[What the exercise asks]
Report how many lines of the data below contain "TODO". Give nothing besides the number.

[Dataset content]

PR #862, opened 2024-01-31
861 hip 745 integration tests

NicolaMirchev:
**Description**:
Added more integration tests regarding HIP-745

Fixes #

**Notes for reviewer**:

**Checklist**

- [x ] Tested (unit, integration, etc.)


gsstoykov (changes requested):
I think that the integration tests for example for AccountCreateTransaction should belong to the integration tests of the specific transaction not having a separate `serialize_deserialize_test.go`. Also do some investigation on `FileAppendTransactions` there should be a logic for `ChunkedTransaction` and add the same tests there if not all of them just demonstrate the old flow and then add a Serialize->Deserialize->Modify the transaction fields a bit and then compare.

gsstoykov (approved):
LGTM.

PR #879, opened 2024-02-20
feat(Go-TCK): Implement `JSON-RPC` methods for `AccountCreateTransaction`, `AccountUpdateTransaction`, `AccountDeleteTransaction` and `AccountInfoQuery`

### LINKED ISSUE #874: `TCK-Go`: Implement JSON-RPC methods for `AccountCreateTransaction`
We should implement JSON-RPC methods (endpoints) for `AccountCreateTransaction` for the Go TCK server

**Add the following methods:**

Account:
- createAccount
- createAccountFromAlias

### Note:
- **createAccount**: 
    - `should set account auto renew period to 2,592,000 seconds`
    - `Max token set to the maximum`

- **createAccountFromAlias**:
    - `Create account with alias`

### LINKED ISSUE #875: `TCK-Go`: Implement JSON-RPC methods for `AccountUpdateTransaction`
We should implement JSON-RPC methods (endpoints) for `AccountUpdateTransaction` for the Go TCK server

**Add the following methods:**

Account:
- updateAccount

@notice 
`updateAccountMemo` and `updateAccountMemo` should be refactored and combined in one single method

### Note:
- `updateAccountKey`
    - `Creates an account and sets staked account ID with no input`
 
- `updateAccountMemo`
    - `should test memo field is too long`

### LINKED ISSUE #876: `TCK-Go`: Implement JSON-RPC methods for `AccountDeleteTransaction`
We should implement JSON-RPC methods (endpoints) for `AccountDeleteTransaction` for the Go TCK server

**Add the following methods:**

Account:
- deleteAccount

### LINKED ISSUE #877: `TCK-Go`: Implement JSON-RPC methods for `AccountInfoQuery`
We should implement JSON-RPC methods (endpoints) for `AccountInfoQuery` for the Go TCK server

__Add the following methods:__
- getAccountInfo

agadzhalov:
**Description**:
Implement `JSON-RPC` methods for `AccountCreateTransaction`, `AccountUpdateTransaction`, `AccountDeleteTransaction` and `AccountInfoQuery`

**Related issue(s)**:

Fixes #874 
Fixes #875 
Fixes #876 
Fixes #877


tck/cmd/server.go
```diff
@@ -15,12 +18,23 @@ func main() {
 
 	// Initialize the SDK service
 	sdkService := new(methods.SDKService)
+	accountService := new(methods.AccountService)
```
gsstoykov, line 21: We can have a lazier initialisation for these services. If this function is responsible for any service initialisation it would scale up in code and even guessing runtimes.

tck/methods/account.go
```diff
@@ -0,0 +1,279 @@
...
+	Key       string `json:"key"`
+	Memo      string `json:"memo"`
+}
+type DeleteAccountParams struct {
+	AccountId   string `json:"accountId"`
+	AccountKey  string `json:"accountKey"`
+	RecipientId string `json:"recipientId"`
+}
+
+// TODO: Move this struct in dedicated file for hepler structs, or something like this. We want to use it for all methods
```
gsstoykov, line 54: Different file with Error definitions would be appropriate here.

tck/methods/account.go
```diff
@@ -0,0 +1,279 @@
...
+	AccountID                     string
+	Balance                       string
+	Key                           string
+	AccountMemo                   string
+	MaxAutomaticTokenAssociations uint32
+	AutoRenewPeriod               time.Duration
+}
+
+// Variable to be set to `SetGrpcDeadline` for all transactions
+var threeSec = time.Second * 3
```
gsstoykov, line 74: Would remove this variable.

tck/methods/account.go
```diff
@@ -0,0 +1,279 @@
...
+	if accountParams.ReceiverSignatureRequired {
+		transaction.SetReceiverSignatureRequired(accountParams.ReceiverSignatureRequired)
+	}
+	if accountParams.MaxAutomaticTokenAssociations != 0 {
+		transaction.SetMaxAutomaticTokenAssociations(accountParams.MaxAutomaticTokenAssociations)
+	}
+	if accountParams.StakedAccountId != "" {
+		accountId, err := hedera.AccountIDFromString(accountParams.StakedAccountId)
+		if err != nil {
+			return nil, jrpc2.Errorf(-32603, "Internal error", ErrorStatus{Status: err.Error()})
```
gsstoykov, line 106: If the JSON RPCs have a standard error code like -32603 would define it somewhere. Will improve readability.

tck/methods/account.go
```diff
@@ -0,0 +1,279 @@
...
+	resp, err := tx.Sign(signature).Execute(a.sdkService.Client)
+	if err != nil {
+		return nil, jrpc2.Errorf(-32603, "Internal error", ErrorStatus{Status: err.Error()})
+	}
+
+	receipt, _ := resp.GetReceipt(a.sdkService.Client)
+	return &AccountResponse{Status: receipt.Status.String()}, nil
+}
+
+// Helper methods
```
gsstoykov, line 234: These methods are public and have the same naming convention as the above methods which are intended for use from the TCK server. Would make them private or at least make them follow a different naming convention

tck/methods/account.go
```diff
@@ -0,0 +1,279 @@
...
+	receipt, err := resp.GetReceipt(a.sdkService.Client)
+	if err != nil {
+		return nil, jrpc2.Errorf(-32603, "Internal error", ErrorStatus{Status: err.Error()})
+	}
+
+	return &AccountResponse{Status: receipt.Status.String()}, nil
+}
+
+// UpdateAccountMemo updates account memo of an existing account ID
+func (a *AccountService) UpdateAccountMemo(accountId string, key string, memo string) (*AccountResponse, error) {
```
gsstoykov, line 264: I see no reason why these should take multiple args. Would just pass the parameters of the caller function.

tck/methods/key.go
```diff
@@ -0,0 +1,33 @@
+package methods
+
+import (
+	"context"
+	"github.com/hashgraph/hedera-sdk-go/v2"
+)
+
+type KeyService struct {
+}
```
gsstoykov, line 9:
```
type AccountService struct {
	sdkService *SDKService
	hedera.AccountID
}
```
Shouldn't this be defined in similar fashion?

tck/methods/key.go
```diff
@@ -0,0 +1,33 @@
...
+func (_ KeyService) GeneratePublicKey(_ context.Context, params KeyParams) string {
+	key, err := hedera.PrivateKeyFromString(params.PrivateKey)
+	if err != nil {
+		return ""
+	}
+	return key.PublicKey().String()
+}
+
+// GeneratePrivateKey generate new private key and return it.
+// NOTE: params object is used only to maintain the communication with jRPC client, which is providing empty object when calling this func
```
gsstoykov, line 25: Incorrect comment. The params have nothing to do with jRPC clients. I guess that `context` was assumed here. That would make me think that there is no specific need to pass `context` everywhere. Can we wrap the functions so `context` isn't passed everywhere?

tck/methods/account.go
```diff
@@ -0,0 +1,279 @@
...
+	return nil, nil
+}
+
+// DeleteAccount deletes a provided account by signing the transaction with the key of that account
+func (a *AccountService) DeleteAccount(_ context.Context, params DeleteAccountParams) (*AccountResponse, error) {
+	accId, _ := hedera.AccountIDFromString(params.AccountId)
+	recipientId, _ := hedera.AccountIDFromString(params.RecipientId)
+	tx, err := hedera.NewAccountDeleteTransaction().SetGrpcDeadline(&threeSec).SetAccountID(accId).SetTransferAccountID(recipientId).FreezeWith(a.sdkService.Client)
+	if err != nil {
+		return nil, jrpc2.Errorf(-32603, "Internal error", ErrorStatus{Status: err.Error()})
```
gsstoykov, line 221: Would guess that `Internal error` will not be the only received error. Should standardise a bit more around error definitions in the TCK projects.

tck/methods/account.go
```diff
@@ -0,0 +1,279 @@
...
+		AutoRenewPeriod:               resp.AutoRenewPeriod}, nil
+}
+
+type UpdateAccountParams struct {
+	AccountId string `json:"accountId"`
+	// Params for updateAccountKey
+	NewPublicKey  string `json:"newPublicKey"`
+	OldPrivateKey string `json:"oldPrivateKey"`
+	NewPrivateKey string `json:"newPrivateKey"`
+	// Params for updateAccountMemo
```
gsstoykov, line 199: No need to specify this. We could have endpoints that would need another variation. Comments regarding the purpose of the parameters here are irrelevant.

tck/methods/account.go
```diff
@@ -0,0 +1,279 @@
...
+// SetSdkService We set object, which is holding our client params. Pass it by referance, because TCK is dynamically updating it
+func (a *AccountService) SetSdkService(service *SDKService) {
+	a.sdkService = service
+}
+
+// TODO Find better way to handle error. We want some wrapper, which would intercept the error and contruct the correct
+// TODO jrpc error based on that  "jrpc2.Errorf(-32603, "Internal error"/"Hedera error", ErrorStatus{Status: err.Error()})"
+// CreateAccount jRPC method for createAccount
+func (a *AccountService) CreateAccount(_ context.Context, accountParams CreateAccountParams) (*AccountResponse, error) {
+	transaction := hedera.NewAccountCreateTransaction().SetGrpcDeadline(&threeSec)
```
gsstoykov, line 85: No need to have reference to three seconds.

tck/methods/account.go
```diff
@@ -0,0 +1,279 @@
...
+	var accId string
+	if receipt.Status == hedera.StatusSuccess {
+		accId = receipt.AccountID.String()
+	}
+
+	return &AccountResponse{AccountId: accId, Status: receipt.Status.String()}, nil
+}
+
+// GetAccountInfo Get info for a given accountId and return a custom object containing aggregated information about the account
+func (a *AccountService) GetAccountInfo(_ context.Context, accountId string) (*AccountInfoResponse, error) {
```
gsstoykov, line 177: Would pass parameters here no need to have different standards for function calls.

tck/methods/account.go
```diff
@@ -0,0 +1,279 @@
...
+	}
+
+	resp, err := hedera.NewTransferTransaction().SetGrpcDeadline(&threeSec).
+		AddHbarTransfer(operator, hedera.NewHbar(float64(fromAliasParams.InitialBalance)).Negated()).
+		AddHbarTransfer(alias, hedera.NewHbar(float64(fromAliasParams.InitialBalance))).
+		Execute(a.sdkService.Client)
+
+	if err != nil {
+		fmt.Println(err)
+		return nil, jrpc2.Errorf(-32603, "Internal error").WithData(ErrorStatus{Status: err.Error()})
```
gsstoykov, line 165: In some places `WithData` is used in some places it is done like:
```
if err != nil {
		return nil, jrpc2.Errorf(-32603, "Internal error", ErrorStatus{Status: err.Error()})
```

tck/methods/account.go
```diff
@@ -0,0 +1,279 @@
...
+		_, err = transaction.FreezeWith(a.sdkService.Client)
+		if err != nil {
+			return nil, jrpc2.Errorf(-32603, err.Error())
+		}
+		transaction.Sign(key)
+	}
+
+	txResponse, err := transaction.Execute(a.sdkService.Client)
+	if err != nil {
+		fmt.Println(err)
```
gsstoykov, line 137: Guessing this came for some sort of debugging. Should be removed.

gsstoykov: There are others in this file.

tck/methods/account.go
gsstoykov: We can find multiple occurances of this.

tck/methods/account.go
```diff
@@ -0,0 +1,279 @@
...
+	AliasAccountId string `json:"aliasAccountId"`
+	InitialBalance int64  `json:"initialBalance"`
+}
+type UpdateAccountKeyParams struct {
+	AccountId     string `json:"accountId"`
+	NewPublicKey  string `json:"newPublicKey"`
+	OldPrivateKey string `json:"oldPrivateKey"`
+	NewPrivateKey string `json:"newPrivateKey"`
+}
+type UpdateAccountMemoParams struct {
```
gsstoykov, line 43: Not used anywhere. And not needed as well. We can directly pass params.

gsstoykov (changes requested):

tck/cmd/server.go
```diff
@@ -29,8 +43,16 @@ func main() {
...
-		panic(err)
-	}
+	fmt.Println("Server is listening on port: " + port)
+	go func() {
+		http.ListenAndServe(":"+port, nil)
+	}()
+
+	signalCh := make(chan os.Signal, 1)
+	signal.Notify(signalCh, os.Interrupt, syscall.SIGTERM)
+	sig := <-signalCh
```
0xivanov, line 53: Could add timeout context of 5 sec to the server so that any ongoing requests are finished before shutting down the server.

```go
    ctx, cancel := context.WithTimeout(context.Background(), 5*time.Second)
	defer cancel()

	if err := server.Shutdown(ctx); err != nil {
		log.Printf("Graceful shutdown failed: %v\n", err)
		os.Exit(1)
	}
```

tck/methods/account.go
```diff
@@ -0,0 +1,279 @@
...
+// GetAccountInfo Get info for a given accountId and return a custom object containing aggregated information about the account
+func (a *AccountService) GetAccountInfo(_ context.Context, accountId string) (*AccountInfoResponse, error) {
+	account, _ := hedera.AccountIDFromString(accountId)
+
+	resp, err := hedera.NewAccountInfoQuery().SetAccountID(account).SetGrpcDeadline(&threeSec).Execute(a.sdkService.Client)
+	if err != nil {
+		return nil, jrpc2.Errorf(-32603, "Internal error", ErrorStatus{Status: err.Error()})
+	}
+
+	return &AccountInfoResponse{AccountID: resp.AccountID.String(),
```
gsstoykov, line 185: Only `accountID` is required to verify the test.

tck/methods/account.go
0xivanov: Refactored the error handling

tck/methods/account.go
0xivanov: I tried passing the value but it does not work, i think the variable is needed

tck/methods/account.go
0xivanov: Done

tck/methods/account.go
0xivanov: Done

tck/methods/account.go
0xivanov: Done

tck/methods/key.go
0xivanov: The keys generation does not make requests to the network, so it does not need client.

tck/methods/account.go
0xivanov: Made it so we return the error and the errorMiddleware handles the specific error logic.

tck/methods/account.go
```diff
@@ -0,0 +1,234 @@
...
+	if err != nil {
+		return nil, err
+	}
+
+	receipt, _ := resp.GetReceipt(a.sdkService.Client)
+	return &response.AccountResponse{Status: receipt.Status.String()}, nil
+}
+
+// UpdateAccountKey updates an existing acoount id keys with provided params
+func (a *AccountService) UpdateAccountKey(params param.UpdateAccountParams) (*response.AccountResponse, error) {
```
0xivanov, line 173: make private

tck/methods/account.go
```diff
@@ -0,0 +1,234 @@
...
+	receipt, err := resp.GetReceipt(a.sdkService.Client)
+	if err != nil {
+		return nil, err
+	}
+
+	return &response.AccountResponse{Status: receipt.Status.String()}, nil
+}
+
+// UpdateAccountMemo updates account memo of an existing account ID
+func (a *AccountService) UpdateAccountMemo(params param.UpdateAccountParams) (*response.AccountResponse, error) {
```
0xivanov, line 213: make private

tck/cmd/server.go
```diff
@@ -29,8 +48,66 @@ func main() {
...
+
+// ErrorHandler is a function that handles errors reported by a method handler.
+type ErrorHandler func(context.Context, *jrpc2.Request, error) error
+
+func HandleError(_ context.Context, request *jrpc2.Request, err error) error {
 	if err != nil {
-		panic(err)
+		// jrpc generic error
+		if jrpcError, ok := err.(*jrpc2.Error); ok {
+			return jrpcError
```
0xivanov, line 88: return `NOT_IMPLEMENTED` if method not found line in js:
```js
    if (jsonRPCResponse.error) {
        if (jsonRPCResponse.error.code === -32601){
            console.warn("Method", method, "not found.")
            return {status: "NOT_IMPLEMENTED"}; // The json-rpc hasn't implemented the method
        }
        throw {name: "Error", ...jsonRPCResponse.error}
```

0xivanov: Nevermind, this is handled in the tck driver itself.

tck/methods/account.go
gsstoykov: Not sure it should be left private since the TCK has a specified test for `UpdateAccountKey`. Not fully sure tho.

tck/methods/account.go
gsstoykov: Not sure it should be left private since the TCK has a specified test for `UpdateAccountMemo`. Not fully sure tho.

gsstoykov (approved):
LGTM.

tck/methods/account.go
0xivanov: Yes, you are right. We should add these methods to the assigner map.

go.work.sum
```diff
@@ -0,0 +1,18 @@
+github.com/deckarep/golang-set v1.8.0 h1:sk9/l/KqpunDwP7pSjUg0keiOOLEnOBHzykLrsPppp4=
```
0xivanov, line 1: Should probably remove this file

tck/methods/account.go
0xivanov, line 173: Add this method to the assigner map and test if it works with these params.

go.work.sum
gsstoykov: Yeah it seems old. It's holding the old version of the protobufs.. If not you can try to update it but just remove IMHO.

0xivanov: Done

tck/methods/account.go
0xivanov: Done

tck/cmd/server.go
```diff
@@ -15,12 +24,23 @@ func main() {
...
 	// Initialize the SDK service
 	sdkService := new(methods.SDKService)
+	accountService := new(methods.AccountService)
+	accountService.SetSdkService(sdkService)
 
 	// Create a new RPC server
 	assigner := handler.Map{
-		"setup": handler.New(sdkService.Setup),
-		"reset": handler.New(sdkService.Reset),
+		"setup":                  errorMiddleware(HandleError, handler.New(sdkService.Setup)),
```
gsstoykov, line 32: Looks like we are initialising the server with errorMiddleware's and not endpoints and etc. Would think of renaming this but anyways this is a NIT.

0xivanov: Renamed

[Task output]
3